= Your instructions =
Could you copy the lines below exactly, leaving none out?

-- Exercise material follows --

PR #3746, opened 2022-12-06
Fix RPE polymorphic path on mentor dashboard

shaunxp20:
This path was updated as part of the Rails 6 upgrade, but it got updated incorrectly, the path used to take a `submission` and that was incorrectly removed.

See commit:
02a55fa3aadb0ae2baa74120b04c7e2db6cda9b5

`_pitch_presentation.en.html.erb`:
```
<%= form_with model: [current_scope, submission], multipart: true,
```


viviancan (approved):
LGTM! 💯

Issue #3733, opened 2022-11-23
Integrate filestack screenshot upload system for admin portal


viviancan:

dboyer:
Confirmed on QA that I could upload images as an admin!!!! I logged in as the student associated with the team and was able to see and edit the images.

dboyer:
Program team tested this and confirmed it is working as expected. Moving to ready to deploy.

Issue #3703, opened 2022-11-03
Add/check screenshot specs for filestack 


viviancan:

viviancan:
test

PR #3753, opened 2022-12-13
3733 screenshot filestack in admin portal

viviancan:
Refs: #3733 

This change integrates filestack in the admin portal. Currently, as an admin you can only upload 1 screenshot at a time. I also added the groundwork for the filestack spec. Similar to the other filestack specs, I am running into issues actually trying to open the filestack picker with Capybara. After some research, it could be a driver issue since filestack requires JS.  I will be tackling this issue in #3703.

-- Exercise material concluded --

= Written solution =
PR #3746, opened 2022-12-06
Fix RPE polymorphic path on mentor dashboard

shaunxp20:
This path was updated as part of the Rails 6 upgrade, but it got updated incorrectly, the path used to take a `submission` and that was incorrectly removed.

See commit:
02a55fa3aadb0ae2baa74120b04c7e2db6cda9b5

`_pitch_presentation.en.html.erb`:
```
<%= form_with model: [current_scope, submission], multipart: true,
```


viviancan (approved):
LGTM! 💯

Issue #3733, opened 2022-11-23
Integrate filestack screenshot upload system for admin portal


viviancan:

dboyer:
Confirmed on QA that I could upload images as an admin!!!! I logged in as the student associated with the team and was able to see and edit the images.

dboyer:
Program team tested this and confirmed it is working as expected. Moving to ready to deploy.

Issue #3703, opened 2022-11-03
Add/check screenshot specs for filestack 


viviancan:

viviancan:
test

PR #3753, opened 2022-12-13
3733 screenshot filestack in admin portal

viviancan:
Refs: #3733 

This change integrates filestack in the admin portal. Currently, as an admin you can only upload 1 screenshot at a time. I also added the groundwork for the filestack spec. Similar to the other filestack specs, I am running into issues actually trying to open the filestack picker with Capybara. After some research, it could be a driver issue since filestack requires JS.  I will be tackling this issue in #3703.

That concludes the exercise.